Tout le monde connaît Jean-François Kahn.
Tout Français âgé de sept à plus de soixante-dix-sept ans a eu au moins une fois l’occasion d’écouter et d’apprécier à la radio ou sur le petit écran la parole presque toujours profuse, l’expression parfois confuse et les remarques le plus souvent intelligentes et originales de celui qui, esprit critique mais aussi créateur d’entreprises, a fondé l’hebdomadaire Marianne il y a aujourd’hui près d’un quart de siècle.
Les fidèles lecteurs du magazine et les nombreux lecteurs des innombrables ouvrages de Jean-François Kahn sont bien placés pour constater la rectitude et la continuité de la ligne politique suivie par celui-ci et que marquent notamment le rejet des vieux partis et des clivages périmés, l’attachement à la nation telle que l’ont inventée les pères fondateurs de la Révolution française, à la République telle que l’ont aimée et fait aimer les hussards noirs de la IIIe, à la liberté d’expression, à la liberté de croire, à la démocratie, à la laïcité, enfin le souci permanent d’arracher notre société aux griffes de la technostructure, du grand capital et des superpuissances impérialistes ou multinationales. Natacha Polony défend et illustre désormais cette ligne avec autant de talent que de conviction.
Les uns comme les autres n’en ont été que plus étonnés de découvrir dans l’avant-dernier numéro de Marianne, sous le titre « Heure de vérité » un éditorial de Jean-François Kahn qu’ils n’auraient pas été surpris de lire, sur le site de Médiapart ou dans Le Monde, par exemple sous la signature d’Edwy Plenel ou d’Abel Mestre.
« JFK » s’y attaque avec violence, sans le nommer, à celui qui, dit-il, fut longtemps « le parangon d’une extrême-gauche anarchisante et nietzschéenne » et qui « annonce le lancement d’une publication destinée à fédérer les souverainismes des deux rives (pas les plus démocratiques en l’occurrence ».
Le parangon en question serait-il Michel Onfray ? La « publication » annoncée « Front populaire » ? Sur la base de références historiques incontestables et d’analogies hasardeuses, Jean-François Kahn prédit d’ores et déjà à l’initiative en cours les fatales dérives qui furent celles de Gustave Hervé, socialiste révolutionnaire qui, dès les années 1930, faisait appel à Pétain, de Marcel Déat, socialiste pacifiste converti au fascisme ou de Jacques Doriot, de communiste devenu nazi.
Reprenant le thème déjà orchestré par Abel Mestre, Jean-François Kahn relève « le ralliement, par cohortes entières », des « extrêmes et ultradroites ». Il est de fait qu’Alain de Benoist, Philippe de Villiers et quelques autres, venus de loin, ont manifesté leur intérêt et leur sympathie à la création de Front populaire, comme l’ont fait aussi quelques dizaines de milliers d’abonnés, vénus d’aussi loin mais d’ailleurs et qui sont d’accord pour faire passer leur souci de l’indépendance de la France avant toute autre question.
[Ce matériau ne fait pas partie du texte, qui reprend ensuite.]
PR #4144, opened 2025-06-16
Optimize if-then-else when condition uses boolean operations

Gbury:
This PR optimizes the translation from lambda to flambda of if-then-elses whose condition is a sequential boolean operator.

This optimizes code such as the following:
```ocaml
let foo (x : int) (y : int) (z : int) =
  if x < y && y < z then 42 else 0
```

### DIFF
--- a/middle_end/flambda2/from_lambda/lambda_to_lambda_transforms.ml
+++ b/middle_end/flambda2/from_lambda/lambda_to_lambda_transforms.ml
@@ -22,48 +22,57 @@ type primitive_transform_result =
   | Primitive of L.primitive * L.lambda list * L.scoped_location
   | Transformed of L.lambda
 
+let mk_switch ~cond ~ifso ~ifnot ~kind =
+  let switch : L.lambda_switch =
+    { sw_numconsts = 2;
+      sw_consts = [0, ifnot; 1, ifso];
+      sw_numblocks = 0;
+      sw_blocks = [];
+      sw_failaction = None
+    }
+  in
+  L.Lswitch (cond, switch, L.try_to_find_location cond, kind)
+
+let optimize_boolean_sequop ~cond ~ifso ~ifnot ~kind =
+  let ifso_cont = Lambda.next_raise_count () in
+  let ifso_jump = L.Lstaticraise (ifso_cont, []) in
+  let ifnot_cont = Lambda.next_raise_count () in
+  let ifnot_jump = L.Lstaticraise (ifnot_cont, []) in
+  let rec aux ~cond ~ifso ~ifnot =
+    match[@warning "-4"] cond with
+    (* CR gbury: should we try to use the locs here, or is it better to keep
+       using the locs from each individual condition ? *)
+    | L.Lprim (Psequand, [a; b], _loc) ->
+      aux ~cond:a ~ifnot ~ifso:(aux ~cond:b ~ifso ~ifnot)
+    | L.Lprim (Psequor, [a; b], _loc) ->
+      aux ~cond:a ~ifso ~ifnot:(aux ~cond:b ~ifso ~ifnot)
+    | L.Lprim (Pnot, [c], _loc) -> aux ~cond:c ~ifso:ifnot ~ifnot:ifso
+    | L.Lprim ((Psequand | Psequor), _, _) ->
+      Misc.fatal_error "Psequand / Psequor must have exactly two arguments"
+    | _ -> mk_switch ~cond ~ifso ~ifnot ~kind
+  in
+  L.Lstaticcatch
+    ( L.Lstaticcatch
+        ( aux ~cond ~ifso:ifso_jump ~ifnot:ifnot_jump,
+          (ifnot_cont, []),
+          ifnot,
+          Same_region,
+          kind ),
+      (ifso_cont, []),
+      ifso,
+      Same_region,
+      kind )
+
+let optimize_boolean_sequop_expr ~cond =
+  let const_true = L.Lconst (Const_base (Const_int 1)) in
+  let const_false = L.Lconst (Const_base (Const_int 0)) in
+  optimize_boolean_sequop ~cond ~ifso:const_true ~ifnot:const_false
+    ~kind:Lambda.layout_int
+
 let switch_for_if_then_else ~cond ~ifso ~ifnot ~kind =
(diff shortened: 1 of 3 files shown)


middle_end/flambda2/from_lambda/lambda_to_lambda_transforms.ml
```diff
@@ -23,15 +23,48 @@ type primitive_transform_result =
...
+    let ifso_cont = Lambda.next_raise_count () in
+    let ifso_jump = L.Lstaticraise (ifso_cont, []) in
+    let ifnot_cont = Lambda.next_raise_count () in
+    let ifnot_jump = L.Lstaticraise (ifnot_cont, []) in
+    let rec aux ~cond ~ifso ~ifnot =
+      match[@warning "-4"] cond with
+      (* CR gbury: should we try to use the locs here, or is it better to keep
+         using the locs from each individual condition ? *)
+      | L.Lprim (Psequand, [a; b], _loc) ->
+        aux ~cond:a ~ifnot ~ifso:(aux ~cond:b ~ifso ~ifnot)
```
lthls:
```suggestion
        aux ~cond:a ~ifso:(aux ~cond:b ~ifso ~ifnot) ~ifnot
```

middle_end/flambda2/from_lambda/lambda_to_lambda_transforms.ml
```diff
@@ -33,6 +33,53 @@ let switch_for_if_then_else ~cond ~ifso ~ifnot ~kind =
...
+(* This function helps bind expression to avoid duplicating them in the
+   generated code. Currently, this is only used for if-then-else optimization,
+   which guarantees that even if expressions are duplicated, they are still only
+   evaluated once (but could have been duplicated among multiple code paths), so
+   this is for code size optimization mainly.
+
+   One could want to duplicate constants, however the backend does not
+   deduplicate them, especially when they are the return value of the function,
+   so for now constants returned are shared via a static catch/raise. *)
+let bind_expr ~kind ~expr k =
```
lthls: I think the name `bind_expr` is not ideal. Usually `bind` helpers generate `let`-bindings; for continuations, the various helpers in `Lambda` tend to use `share` in the name rather than `bind`.

middle_end/flambda2/from_lambda/lambda_to_lambda_transforms.ml
```diff
@@ -33,6 +33,53 @@ let switch_for_if_then_else ~cond ~ifso ~ifnot ~kind =
...
+  | _ ->
+    let cont = L.next_raise_count () in
+    let jump = L.Lstaticraise (cont, []) in
+    L.Lstaticcatch (k jump, (cont, []), expr, Same_region, kind)
+
+let optimize_boolean_sequop ~cond ~ifso ~ifnot ~kind =
+  let rec aux ~kind ~cond ~ifso ~ifnot =
+    match[@warning "-4"] cond with
+    (* CR gbury: should we try to use the locs here, or is it better to keep
+       using the locs from each individual condition ? *)
```
lthls, line 61: `mk_switch` contains a call to `L.try_to_find_location`. I suspect that we may want to instead optionally pass a location, only using `try_to_find_location` if we don't have one. But I'm fine with this PR keeping the CR, and coming back to this later.

middle_end/flambda2/from_lambda/lambda_to_lambda_transforms.ml
```diff
@@ -33,6 +33,53 @@ let switch_for_if_then_else ~cond ~ifso ~ifnot ~kind =
...
+    | L.Lprim (Psequand, [a; b], _loc) ->
+      bind_expr ~kind ~expr:(aux ~kind ~cond:b ~ifso ~ifnot) (fun ifso ->
+          aux ~kind ~cond:a ~ifso ~ifnot)
+    | L.Lprim (Psequor, [a; b], _loc) ->
+      bind_expr ~kind ~expr:(aux ~kind ~cond:b ~ifso ~ifnot) (fun ifnot ->
+          aux ~kind ~cond:a ~ifso ~ifnot)
+    | L.Lprim (Pnot, [c], _loc) -> aux ~kind ~cond:c ~ifso:ifnot ~ifnot:ifso
+    | L.Lprim ((Psequand | Psequor), _, _) ->
+      Misc.fatal_error "Psequand / Psequor must have exactly two arguments"
```
lthls: It's a bit weird to see this error here, in particular since I believe that it is too late: the code in `transform_primitive0` already matches on lists with two elements, so if we end up with a wrong number of elements this case will not even be reached (unless it is deep in a sequence). Instead, we will generate an invalid `Primitive` which will get caught later (possibly with a different error message).

middle_end/flambda2/from_lambda/lambda_to_lambda_transforms.ml
Gbury: renamed to `share_expr`

middle_end/flambda2/from_lambda/lambda_to_lambda_transforms.ml
Gbury: Right, that code was originally in `transform_primitive0` and I moved it here at one point because I had changed the match in `transform_primitive0`,, but now that I've went back to matching on the two arguments, I'll move it back where it was originally.

middle_end/flambda2/from_lambda/lambda_to_lambda_transforms.ml
Gbury: I'd say let's keep the CR here then ?

Gbury:
Indeed, I'll add some more cases, though, since we do this at the level of lambda to flambda, we might not have as much substitution of let-bound values that we would have at the `to_cmm` level, so we might have less practical ocurrences of the `true` and `false` constants (but this is only for classic mode).

Gbury:
@lpw25 the latest version should cover all of the cases that `transl_if` handles.

lthls (approved):
Looks correct.
I think `aux` would deserve a better name but I can't think of a good one at the moment.
I also think that you should post in this PR the examples you used to check that all the cases re reachable and produce the expected code. It is likely not possible to put it into the testsuite (at least not without a lot of work), but if we think the optimisation may be broken it would be nice to be able to reproduce the checks.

La présence de tel ou tel, désirée, acceptée, ou subie, prête évidemment le flanc au plus facile et au plus classique des amalgames sur le mode « Dis-moi qui t’aime et je te dirai qui tu es ». C’est sur de telles bases que se fondait le genre de réquisitoires, imparables, dont raffolaient Fouquier-Tinville ou Vichinsky.
On peut broder à l’infini sur de tels motifs. Au choix : Léon Daudet a tout fait pour que Marcel Proust obtienne le Goncourt. Donc Marcel Proust était royaliste, homophobe et antisémite. Ou encore : Hitler aimait par-dessus tout sa chienne Blondi. Donc, les bergers allemands sont nazis. On n’attendait pas de Jean-François Kahn qu’il tombe et fasse tomber ses lecteurs dans ce genre de pièges.